--- WHAT TO PRODUCE ---
Each record must be repeated exactly as it stands.

[Start of Attachment]

Issue #1491, opened 2020-08-12
KV threading issues


jumaffre:
This ticket lists known issues with the key-value store that may hinder our implementation of multi-threading inside the enclave. 

For conciseness, I'm opening this unique ticket with a list of known issues rather than individual tickets for each - we can create such tickets to discuss/fix specific issues when required.

- [x] 1. Map `roll`'s tail is read when serialising the write set of a transaction _without taking a lock on the map_. https://github.com/microsoft/CCF/blob/05e0805db3a8accb63d6467a5a6be33e523e32ac/src/kv/untyped_map.h#L397

- [ ] 2. When deserialising append entries messages, a new entry is appended to the history _non-atomically_ with `apply_views`. In other words, another transaction could write to the history between the state of the KV being updated and the history being updated. Note that this is unlikely to happen in practice (even in a multi-threaded scenario) as transactions are deserialised by the consensus one-by-one. https://github.com/microsoft/CCF/blob/05e0805db3a8accb63d6467a5a6be33e523e32ac/src/kv/store.h#L579

achamayou:
I don't think I understand what the impact of 2. would be, considering that the history is never accessed by read-only transactions (the only kind that could execute on backup). What's the possible user impact?

achamayou:
@jumaffre I don't believe #2 is a problem, because the consensus would not allow a write during a deserialise. So it would only be a read, which wouldn't have a consistent view of the KV and the history. But then that's not a guarantee we make, nor one any read relies on, so I don't think there's an issue here?

jumaffre:
@achamayou Only reading this now. I agree. Closing this issue.

Issue #1300, opened 2020-06-16
Snapshots should restore Merkle Tree


jumaffre:
Snapshots should not only restore the state of the KV store but also the history Merkle Tree.

Issue #1495, opened 2020-08-13
Support KV hooks with snapshots


jumaffre:
To be able to setup its state correctly, a follower that has caught up from a snapshot should be able to execute the relevant KV hooks from that snapshot only. This is especially important for the consensus configuration (which depends on the `ccf.nodes` table) and opening the app frontend (`ccf.service` table).

PR #1496, opened 2020-08-13
Restore Merkle history from KV snapshot

jumaffre:
Relates to #1300 (resolves it functionally but not closing this ticket until the atomicity issue is fixes - see note below).

We now restore the Merkle history from the snapshot when applying it to the target (i.e. backup) store. To do so, we apply to the target history two things: 1) the mini-tree in the signature at which the snapshot was taken (*) and 2) the hash of the write set of the signature at which the snapshot was taken.

The mini-tree (1) can be read by a transaction (see note below) after the snapshot has been applied to the store by reading the `ccf.signatures` table. The hash of the write set of the signature (2) is attached to the snapshot by the source (i.e. primary) store by retrieving it from the history (see new `get_raw_leaf(v)`).

Also:
- Updated the snapshot deserialisation logic so that it resembles the write set deserialisation logic: deserialise the snapshot into a list of `OrderedViews` and apply those atomically via a new `SnapshotTxView` view and associated `SnapshotChangeSet` change set.

Note: The history is not restored atomically with the snapshot being applied to the store, i.e. another signature transaction could be emitted between the time the snapshot is applied and the history is restored, which would break the history restoration process. This requires a bit more fiddling with the interface between the store and the history so I will leave this to a separate PR. Also, this non-atomicity issue is also true when deserialising write sets (see item 2. in https://github.com/microsoft/CCF/issues/1491) but not an actual issue in practice as backups deserialise entries sequentially.

(*) This now means that _if a store has a history_, the snapshot has to be taken at version at which a signature was emitted. If the store has no history, we can still take a snapshot at any version (see unit tests in `kv_snapshot.cpp`).


src/kv/kv_types.h
```diff
@@ -136,6 +136,13 @@ namespace kv
     virtual void append(const uint8_t* replicated, size_t replicated_size) = 0;
     virtual bool verify(Term* term = nullptr) = 0;
     virtual void emit_signature() = 0;
+    virtual crypto::Sha256Hash get_replicated_state_root() = 0;
```
jumaffre, line 139: Unrelated note: we will need to get rid of the dependency on `crypto` at some point.

src/kv/store.h
```diff
@@ -509,27 +537,17 @@ namespace kv
           return DeserialiseSuccess::FAILED;
         }
 
-        // if we are not committing now then use NoVersion to deserialise
+        // If we are not committing now then use NoVersion to deserialise
         // otherwise the view will be considered as having a committed
         // version
         auto deserialise_version = (commit ? v : NoVersion);
-        auto deserialised_write_set =
+        auto deserialised_view =
```
jumaffre, line 544: Small changes here: AIUI, `deserialise()` returns a view and not a write set (rename) and which can never be `nullptr` (removing error path below).

src/kv/store.h
```diff
@@ -694,12 +712,15 @@ namespace kv
 
       {
         std::lock_guard<SpinLock> vguard(version_lock);
-        // This can happen when a transaction started before a view change,
-        // but tries to commit after the view change is complete.
-        LOG_DEBUG_FMT(
-          "Want to commit for term {}, term is {}", txid.term, term);
         if (txid.term != term)
+        {
+          // This can happen when a transaction started before a view change,
```
jumaffre, line 717: This was always displayed. I think we only want to display this message if a transaction fails because the term has changed between the time the opacity version was taken and the transaction is committed (i.e. here).

src/kv/untyped_map.h
```diff
@@ -423,6 +423,70 @@ namespace kv::untyped
...
+
+        auto r = map.roll.commits->get_head();
+
+        r->state = change_set.state;
+        r->version = change_set.version;
+      }
+
+      void post_commit() override
+      {
+        // For now, local hooks with snapshots are not supported
```
jumaffre, line 472: See https://github.com/microsoft/CCF/issues/1495

src/node/node_state.h
```diff
@@ -1521,8 +1521,7 @@ namespace ccf
 
       notifier.set_consensus(consensus);
 
-      // When a node is added, even locally, inform the host so that it can
-      // map the node id to a hostname and service and inform raft so that it
+      // When a node is added, even locally, inform raft so that it
```
jumaffre, line 1524: Left-over from #1371

src/kv/store.h
```diff
@@ -294,30 +302,40 @@ namespace kv
...
+      if (!d.end())
       {
+        LOG_FAIL_FMT("Unexpected content in snapshot at version {}", v);
         return DeserialiseSuccess::FAILED;
       }
 
-      if (!d.end())
+      // Each map is committed at a different version, independently of the
+      // snapshot version
+      auto c = apply_views(views, []() { return NoVersion; });
```
eddyashton, line 334: This seems weird. Why does it work? Aren't we stamping the wrong version into the KV with this?

jumaffre: For normal transactions, this lambda returns a version which is applied to the roll of each map affected by the transaction (typically, the current version + 1 for transactions on the source store, or the specific version of the serialised write set when deserialising transactions on target stores). This version is returned by `apply_views()` and then stamped into the KV. 

For snapshots, the version of the (only) element in the roll after the snapshot has been applied differs for each map (some maps in the source store may have been at different versions). So we get that version from the serialised snapshot for each map rather than a common value, hence ignoring the value returned by this lambda entirely. We could write `[]() { return v; }` here and use the return value `c` to set the value of the store but because we don't need to pass `v` to the commit logic, it seems wasteful/could cause confusion? OTOH, if we merge `deserialise_views()` and `deserialise_snapshot()`, we may end up doing that. 

If you think there's a better way to doing this, I'm happy to change this logic.

src/kv/store.h
```diff
@@ -327,6 +346,17 @@ namespace kv
         last_committable = v;
       }
 
+      if (h)
+      {
+        // For now, this is not atomic as a new transaction is created in
```
achamayou, line 351: I think this is fine for the foreseeable future, there's no clear requirement to make snapshot application atomic at this point.

src/kv/store.h
achamayou: It's a debug/diag, it's not really useful in normal operation.

src/kv/store.h
jumaffre: I've removed the comment.

src/kv/store.h
jumaffre: As discussed, this approach is OK. I've updated the comment above to make it clearer where the version applied to each map comes from.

[End of Attachment]

--- ANSWER SECTION ---
Issue #1491, opened 2020-08-12
KV threading issues


jumaffre:
This ticket lists known issues with the key-value store that may hinder our implementation of multi-threading inside the enclave. 

For conciseness, I'm opening this unique ticket with a list of known issues rather than individual tickets for each - we can create such tickets to discuss/fix specific issues when required.

- [x] 1. Map `roll`'s tail is read when serialising the write set of a transaction _without taking a lock on the map_. https://github.com/microsoft/CCF/blob/05e0805db3a8accb63d6467a5a6be33e523e32ac/src/kv/untyped_map.h#L397

- [ ] 2. When deserialising append entries messages, a new entry is appended to the history _non-atomically_ with `apply_views`. In other words, another transaction could write to the history between the state of the KV being updated and the history being updated. Note that this is unlikely to happen in practice (even in a multi-threaded scenario) as transactions are deserialised by the consensus one-by-one. https://github.com/microsoft/CCF/blob/05e0805db3a8accb63d6467a5a6be33e523e32ac/src/kv/store.h#L579

achamayou:
I don't think I understand what the impact of 2. would be, considering that the history is never accessed by read-only transactions (the only kind that could execute on backup). What's the possible user impact?

achamayou:
@jumaffre I don't believe #2 is a problem, because the consensus would not allow a write during a deserialise. So it would only be a read, which wouldn't have a consistent view of the KV and the history. But then that's not a guarantee we make, nor one any read relies on, so I don't think there's an issue here?

jumaffre:
@achamayou Only reading this now. I agree. Closing this issue.

Issue #1300, opened 2020-06-16
Snapshots should restore Merkle Tree


jumaffre:
Snapshots should not only restore the state of the KV store but also the history Merkle Tree.

Issue #1495, opened 2020-08-13
Support KV hooks with snapshots


jumaffre:
To be able to setup its state correctly, a follower that has caught up from a snapshot should be able to execute the relevant KV hooks from that snapshot only. This is especially important for the consensus configuration (which depends on the `ccf.nodes` table) and opening the app frontend (`ccf.service` table).

PR #1496, opened 2020-08-13
Restore Merkle history from KV snapshot

jumaffre:
Relates to #1300 (resolves it functionally but not closing this ticket until the atomicity issue is fixes - see note below).

We now restore the Merkle history from the snapshot when applying it to the target (i.e. backup) store. To do so, we apply to the target history two things: 1) the mini-tree in the signature at which the snapshot was taken (*) and 2) the hash of the write set of the signature at which the snapshot was taken.

The mini-tree (1) can be read by a transaction (see note below) after the snapshot has been applied to the store by reading the `ccf.signatures` table. The hash of the write set of the signature (2) is attached to the snapshot by the source (i.e. primary) store by retrieving it from the history (see new `get_raw_leaf(v)`).

Also:
- Updated the snapshot deserialisation logic so that it resembles the write set deserialisation logic: deserialise the snapshot into a list of `OrderedViews` and apply those atomically via a new `SnapshotTxView` view and associated `SnapshotChangeSet` change set.

Note: The history is not restored atomically with the snapshot being applied to the store, i.e. another signature transaction could be emitted between the time the snapshot is applied and the history is restored, which would break the history restoration process. This requires a bit more fiddling with the interface between the store and the history so I will leave this to a separate PR. Also, this non-atomicity issue is also true when deserialising write sets (see item 2. in https://github.com/microsoft/CCF/issues/1491) but not an actual issue in practice as backups deserialise entries sequentially.

(*) This now means that _if a store has a history_, the snapshot has to be taken at version at which a signature was emitted. If the store has no history, we can still take a snapshot at any version (see unit tests in `kv_snapshot.cpp`).


src/kv/kv_types.h
```diff
@@ -136,6 +136,13 @@ namespace kv
     virtual void append(const uint8_t* replicated, size_t replicated_size) = 0;
     virtual bool verify(Term* term = nullptr) = 0;
     virtual void emit_signature() = 0;
+    virtual crypto::Sha256Hash get_replicated_state_root() = 0;
```
jumaffre, line 139: Unrelated note: we will need to get rid of the dependency on `crypto` at some point.

src/kv/store.h
```diff
@@ -509,27 +537,17 @@ namespace kv
           return DeserialiseSuccess::FAILED;
         }
 
-        // if we are not committing now then use NoVersion to deserialise
+        // If we are not committing now then use NoVersion to deserialise
         // otherwise the view will be considered as having a committed
         // version
         auto deserialise_version = (commit ? v : NoVersion);
-        auto deserialised_write_set =
+        auto deserialised_view =
```
jumaffre, line 544: Small changes here: AIUI, `deserialise()` returns a view and not a write set (rename) and which can never be `nullptr` (removing error path below).

src/kv/store.h
```diff
@@ -694,12 +712,15 @@ namespace kv
 
       {
         std::lock_guard<SpinLock> vguard(version_lock);
-        // This can happen when a transaction started before a view change,
-        // but tries to commit after the view change is complete.
-        LOG_DEBUG_FMT(
-          "Want to commit for term {}, term is {}", txid.term, term);
         if (txid.term != term)
+        {
+          // This can happen when a transaction started before a view change,
```
jumaffre, line 717: This was always displayed. I think we only want to display this message if a transaction fails because the term has changed between the time the opacity version was taken and the transaction is committed (i.e. here).

src/kv/untyped_map.h
```diff
@@ -423,6 +423,70 @@ namespace kv::untyped
...
+
+        auto r = map.roll.commits->get_head();
+
+        r->state = change_set.state;
+        r->version = change_set.version;
+      }
+
+      void post_commit() override
+      {
+        // For now, local hooks with snapshots are not supported
```
jumaffre, line 472: See https://github.com/microsoft/CCF/issues/1495

src/node/node_state.h
```diff
@@ -1521,8 +1521,7 @@ namespace ccf
 
       notifier.set_consensus(consensus);
 
-      // When a node is added, even locally, inform the host so that it can
-      // map the node id to a hostname and service and inform raft so that it
+      // When a node is added, even locally, inform raft so that it
```
jumaffre, line 1524: Left-over from #1371

src/kv/store.h
```diff
@@ -294,30 +302,40 @@ namespace kv
...
+      if (!d.end())
       {
+        LOG_FAIL_FMT("Unexpected content in snapshot at version {}", v);
         return DeserialiseSuccess::FAILED;
       }
 
-      if (!d.end())
+      // Each map is committed at a different version, independently of the
+      // snapshot version
+      auto c = apply_views(views, []() { return NoVersion; });
```
eddyashton, line 334: This seems weird. Why does it work? Aren't we stamping the wrong version into the KV with this?

jumaffre: For normal transactions, this lambda returns a version which is applied to the roll of each map affected by the transaction (typically, the current version + 1 for transactions on the source store, or the specific version of the serialised write set when deserialising transactions on target stores). This version is returned by `apply_views()` and then stamped into the KV. 

For snapshots, the version of the (only) element in the roll after the snapshot has been applied differs for each map (some maps in the source store may have been at different versions). So we get that version from the serialised snapshot for each map rather than a common value, hence ignoring the value returned by this lambda entirely. We could write `[]() { return v; }` here and use the return value `c` to set the value of the store but because we don't need to pass `v` to the commit logic, it seems wasteful/could cause confusion? OTOH, if we merge `deserialise_views()` and `deserialise_snapshot()`, we may end up doing that. 

If you think there's a better way to doing this, I'm happy to change this logic.

src/kv/store.h
```diff
@@ -327,6 +346,17 @@ namespace kv
         last_committable = v;
       }
 
+      if (h)
+      {
+        // For now, this is not atomic as a new transaction is created in
```
achamayou, line 351: I think this is fine for the foreseeable future, there's no clear requirement to make snapshot application atomic at this point.

src/kv/store.h
achamayou: It's a debug/diag, it's not really useful in normal operation.

src/kv/store.h
jumaffre: I've removed the comment.

src/kv/store.h
jumaffre: As discussed, this approach is OK. I've updated the comment above to make it clearer where the version applied to each map comes from.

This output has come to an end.